Bloch, Marc Léopold Benjamin (1886-June 16, 1944)

Marc Bloch

Marc Bloch

Marc Léopold Benjamin Bloch (1886 – June 16, 1944) was a French historian of medieval France in the period between the First and Second World Wars, a founder of the Annales school of historical thought and a French Resistance fighter.

Born in Lyons, France in 1886, Bloch studied history in Paris, Leipzig and Berlin, taught at Montpellier and Amiens and served in the infantry during World War I. In 1919, he became a professor of medieval history at Strasbourg University, and in 1929, he and his friend, historian Lucien Febvre, founded the influential journal, Annales d’histoire economique et sociale (Annals of Economic and Social History). In 1936, Bloch became a professor of economic history at the Sorbonne in Paris. Upon the outbreak of the Second World War, he joined the French Army and wrote a book on his experiences, Strange Defeat, which was published after the war.

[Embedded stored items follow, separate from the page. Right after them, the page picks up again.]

Issue #92, opened 2018-07-26
Extend version manager with automatic semantic versioning


fridex:
I, as a package maintainer, don't want to know what is the current version of package to bump it - e.g. by opening issue "1.0.3 release". Instead, I want to just open issue "New major release", "New minor release", "New patch release" respecting semver (optionally with "release candidate" for all of them - for example "New major release candidate"). This way I don't need to explicitly say what version I want to have and the version manager will do all the version magic for me.

fridex:
This looks like exactly what we want: https://github.com/k-bx/python-semver/blob/master/semver.py

Issue #103, opened 2018-07-26
Version manager does not work


fridex:
Version manager relies on not yet released logic in igitt - we need to wait for IGitt upstream to release a new version with all the features we require.

Opened upstream issue - https://gitlab.com/gitmate/open-source/IGitt/issues/144

fridex:
Closing this as the dev release looks suitable for us.

PR #105, opened 2018-07-26
Implement semver and calver for automated releases

fridex:
Fixes: #92


kebechet/managers/version/version.py
```diff
@@ -19,28 +19,42 @@
...
+
+
+class VersionError(Exception):
+    """An exception raised on invalid version provided or found in the repo."""
 
 
 class VersionManager(ManagerBase):
     """Automatic version management for Python projects."""
 
-    @staticmethod
```
goern: why is it not a static method anymore?

fridex: Due to version computation in `_get_new_version`

fridex:
> seems to work, lets test it... btw, any unit tests?

we need to fix #103 not to work with code from master - tests can occur after that :)

PR #119, opened 2018-07-27
Introduce Pipfile requirements.txt manager

fridex:


fridex:
The link in example has to be adjusted based on real-world usage.

Issue #95, opened 2018-07-26
Start using PyPI for releases


fridex:
Currently, we install Kebechet directly from source repo that causes sometimes failures - as containers are cached, we sometimes end up with old code in container. We should start do proper releases (now with version manager, that should be transparent) and trigger OpenShift generic trigger to build based on PyPI release.

goern:
1. ja
2. cached containers sounds like an operational issue, any further hints?!

fridex:
A workaround might be:

```yaml
noCache: true
```

as we will not pin down kebechet version and always go with latest (that is triggered on new PyPI release):

goern:
can this be closed?

goern:
ping

fridex:
Yes, let's close it as we will use "active kebechet".

PR #126, opened 2018-07-28
Start using the release on PyPI

fridex:
Fixes: #95


fridex:
@goern, not sure if we want to do it now as its still not that mature to perform releases - but can help with issue tracking.

goern:
@fridex is this still relevant?

fridex:
> @fridex is this still relevant?

Yes, but let's wait with implementation improvements. We are fine with git implementation for now.

PR #371, opened 2020-09-23
Clarify how the out script receives resources

compnski:
Use a similar wording to the in script to indicate it receives this as command line argument $1.


vito (approved):
Thanks for doing this! This does read more clearly.

PR #375, opened 2020-10-05
Update documentation regarding the support for Vault KV V2.

daviddob:
https://github.com/concourse/concourse/pull/6115


vito (approved):
thanks!

PR #379, opened 2020-10-26
add examples for nested fields in static vars

chenbh:
Realized that nested fields weren't fully documented


aoldershaw:
Nice, there's some documentation around the syntax of nested fields here: https://concourse-ci.org/vars.html#var-syntax. The examples are nice, though

chenbh:
Hmm, thanks for pointing that out, we should probably reference that as well

aoldershaw (approved):

PR #378, opened 2020-10-14
At least one job is required for a pipeline to be valid

taylorsilva:
Related change concourse/concourse#6159

Preview of this change:

image

PR #380, opened 2020-10-28
Temporarily revert OTLP docs

chenbh:
Since we're release 6.7.0 with only the resource type defaults, let's take out OTLP stuff for now.

There's also https://github.com/concourse/docs/pull/378, but while the feature in fly cli that enforces that won't make it into this release, it's enough of a good practice that we feel it'll be fine to leave it in


jamieklassen (approved):
lgtm 😢

PR #390, opened 2020-12-10
generate example pipelines from github

aoldershaw:
when we change the example pipelines, it's easy to forget (or just not
be bothered) to update the example in the docs.

this commit adds a new `remote-codeblock` command that generates a
codeblock by making an HTTP request to the provided endpoint. this lets
us point at the examples repo directly so the pipeline configs stay in
sync

Signed-off-by: Aidan Oldershaw <aoldershaw@pivotal.io>


muntac (changes requested):
Nifty! Looks like the Java example was never included in the examples [list](https://github.com/concourse/docs/blob/9cd62b3d93ab0a6f034a91cab84f2cd7e2dad3c9/lit/examples.lit#L27) even though there's an example file. It would be good to add it.

aoldershaw:
@muntac nice catch! fixed

muntac (approved):
LGTM!

PR #397, opened 2021-01-23
Fix incorrect information about team owner permissions

Krenair:
Team owners can rename and destroy their team.

Fixes https://github.com/concourse/concourse/issues/6422


clarafu (approved):
Thanks for the fix!

PR #402, opened 2021-01-27
Fix out of date info on resource checking

aoldershaw:
checks-as-builds made some things out of date

Signed-off-by: Aidan Oldershaw <aoldershaw@pivotal.io>


vito (approved):
looks good! nice touch integrating `check_every: never`.

PR #407, opened 2021-02-24
Document build log retention at the Concourse level

aoldershaw:
...and mention that build logs aren't reaped when pipeline/job is paused

### DIFF
--- a/lit/docs/install/web.lit
+++ b/lit/docs/install/web.lit
@@ -333,6 +333,47 @@ as performing all pipeline scheduling. It's basically the brain of Concourse.
   }
 
   \section{
+    \title{Build log retention}{build-log-retention}
+
+    Build logs are stored in the DB - if they are not cleanup up every once in
+    a while, the storage usage for build logs will continue to grow as more builds
+    run. While this is usually fine for small Concourse instances, as you scale up,
+    you may run into storage concerns.
+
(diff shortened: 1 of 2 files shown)


lit/docs/install/web.lit
```diff
@@ -332,6 +332,47 @@ as performing all pipeline scheduling. It's basically the brain of Concourse.
...
 
+  \section{
+    \title{Build log retention}{build-log-retention}
+
+    Build logs are stored in the DB - if they are not cleanup up every once in
+    a while, the storage usage for build logs will continue to grow as more builds
+    run. While this is usually fine for small Concourse instances, as you scale up,
+    you may run into storage concerns.
+
+    To clean up old build logs, Concourse periodically scans for builds whose
```
clarafu, line 343: nit: Wondering if it's worth making it clear that you have to configure Concourse to reap builds logs rather than it being automatically on?

```suggestion
    To clean up old build logs, you can configure Concourse to periodically scan for builds whose
```

clarafu (approved):
Very useful section to add to the docs! :D

lit/docs/install/web.lit
aoldershaw: good point, thanks! fixed

clarafu (approved):

PR #408, opened 2021-02-25
Add Clarification for Vault Paths with Many Levels

rcsalome:
This adds a tiny example of how to use the `/` separator to traverse a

After the occupation of France by Nazi Germany, Bloch, then the father of six children, joined the French Resistance. By 1942, he was one of the leaders of a group of fighters in southern France known as the Francs-Tireurs. Formed in Lyons in 1941, the group was made up of socialists, communists and liberals committed to the idea of an independent French republic. In December 1941, the group had begun to publish an underground newspaper called Le Franc-Tireur, which Bloch worked on with others. In May 1943, the group joined forces with several other groups to form the Conseil national de la resistance. Bloch was captured by the Gestapo on June 16, 1944 and, after interrogation and torture, was executed with 27 other members of the Resistance in a field outside Lyons.

In 1941-1942, Bloch was also working on a book called The Historian’s Craft, which was published after his death (Apologie pour l’histoire ou métier d’historien, 1949). The book is one of the most important works explaining the need in history as a science about the past. It made a significant contribution to the development of theoretical problems of historical knowledge, particularly the critical approach to historical sources. To Bloch, one of the major problems of all modern civilizations was the justification of history. He defined history as “the science about people at a particular time.”

Most of Bloch’s historical research concerned medieval history and the relationship between freedom and servitude. His books include Kings and Serfs (1920), The Magic-Working Kings (1924) and Original Characteristics of French Rural History (1931).